+++ RECORDS

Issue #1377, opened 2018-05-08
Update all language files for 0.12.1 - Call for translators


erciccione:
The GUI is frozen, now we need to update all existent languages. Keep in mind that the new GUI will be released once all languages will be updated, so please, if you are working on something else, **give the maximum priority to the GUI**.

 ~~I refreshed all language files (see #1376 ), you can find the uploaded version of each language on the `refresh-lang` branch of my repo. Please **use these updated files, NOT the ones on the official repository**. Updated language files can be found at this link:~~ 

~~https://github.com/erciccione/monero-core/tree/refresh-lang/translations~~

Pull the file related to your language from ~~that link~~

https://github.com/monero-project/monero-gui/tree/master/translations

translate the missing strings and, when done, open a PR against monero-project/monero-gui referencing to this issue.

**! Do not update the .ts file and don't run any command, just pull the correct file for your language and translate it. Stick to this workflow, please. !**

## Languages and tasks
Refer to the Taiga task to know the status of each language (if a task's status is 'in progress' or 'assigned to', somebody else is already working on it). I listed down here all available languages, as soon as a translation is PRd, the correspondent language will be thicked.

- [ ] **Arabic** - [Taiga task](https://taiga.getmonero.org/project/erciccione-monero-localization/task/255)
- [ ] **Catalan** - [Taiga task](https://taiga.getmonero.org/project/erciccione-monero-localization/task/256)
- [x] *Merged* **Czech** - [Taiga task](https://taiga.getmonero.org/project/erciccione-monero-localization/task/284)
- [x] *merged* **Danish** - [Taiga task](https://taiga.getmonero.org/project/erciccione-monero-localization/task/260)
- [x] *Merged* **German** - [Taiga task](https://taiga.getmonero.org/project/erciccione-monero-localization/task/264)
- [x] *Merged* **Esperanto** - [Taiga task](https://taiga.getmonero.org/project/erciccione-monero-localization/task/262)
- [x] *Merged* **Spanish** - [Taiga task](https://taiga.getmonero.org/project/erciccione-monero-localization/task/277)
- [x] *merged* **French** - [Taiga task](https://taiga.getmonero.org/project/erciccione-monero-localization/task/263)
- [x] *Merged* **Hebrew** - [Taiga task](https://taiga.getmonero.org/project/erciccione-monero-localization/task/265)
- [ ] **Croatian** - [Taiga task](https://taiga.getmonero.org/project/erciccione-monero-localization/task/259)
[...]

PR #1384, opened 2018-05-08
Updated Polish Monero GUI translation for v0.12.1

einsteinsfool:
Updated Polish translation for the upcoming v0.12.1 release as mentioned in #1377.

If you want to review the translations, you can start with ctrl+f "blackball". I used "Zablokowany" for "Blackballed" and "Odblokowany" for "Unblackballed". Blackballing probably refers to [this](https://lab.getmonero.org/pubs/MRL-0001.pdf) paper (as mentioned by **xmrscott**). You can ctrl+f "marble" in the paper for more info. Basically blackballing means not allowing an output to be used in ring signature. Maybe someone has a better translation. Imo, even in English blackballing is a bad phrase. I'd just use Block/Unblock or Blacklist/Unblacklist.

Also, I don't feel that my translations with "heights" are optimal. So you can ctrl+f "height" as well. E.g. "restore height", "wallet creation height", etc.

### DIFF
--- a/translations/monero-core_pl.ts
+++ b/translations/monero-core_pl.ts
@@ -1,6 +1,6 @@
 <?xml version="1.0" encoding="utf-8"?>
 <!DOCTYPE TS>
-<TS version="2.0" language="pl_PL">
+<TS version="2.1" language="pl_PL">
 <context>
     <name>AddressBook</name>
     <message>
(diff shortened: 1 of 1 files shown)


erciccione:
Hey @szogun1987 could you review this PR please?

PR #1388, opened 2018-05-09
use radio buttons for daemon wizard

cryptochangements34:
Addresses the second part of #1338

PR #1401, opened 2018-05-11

++++++

* THE PROBLEM *
Lines above with "version" in them are the ones to copy.

* TASK ANSWER *
 ~~I refreshed all language files (see #1376 ), you can find the uploaded version of each language on the `refresh-lang` branch of my repo. Please **use these updated files, NOT the ones on the official repository**. Updated language files can be found at this link:~~ 
 <?xml version="1.0" encoding="utf-8"?>
-<TS version="2.0" language="pl_PL">
+<TS version="2.1" language="pl_PL">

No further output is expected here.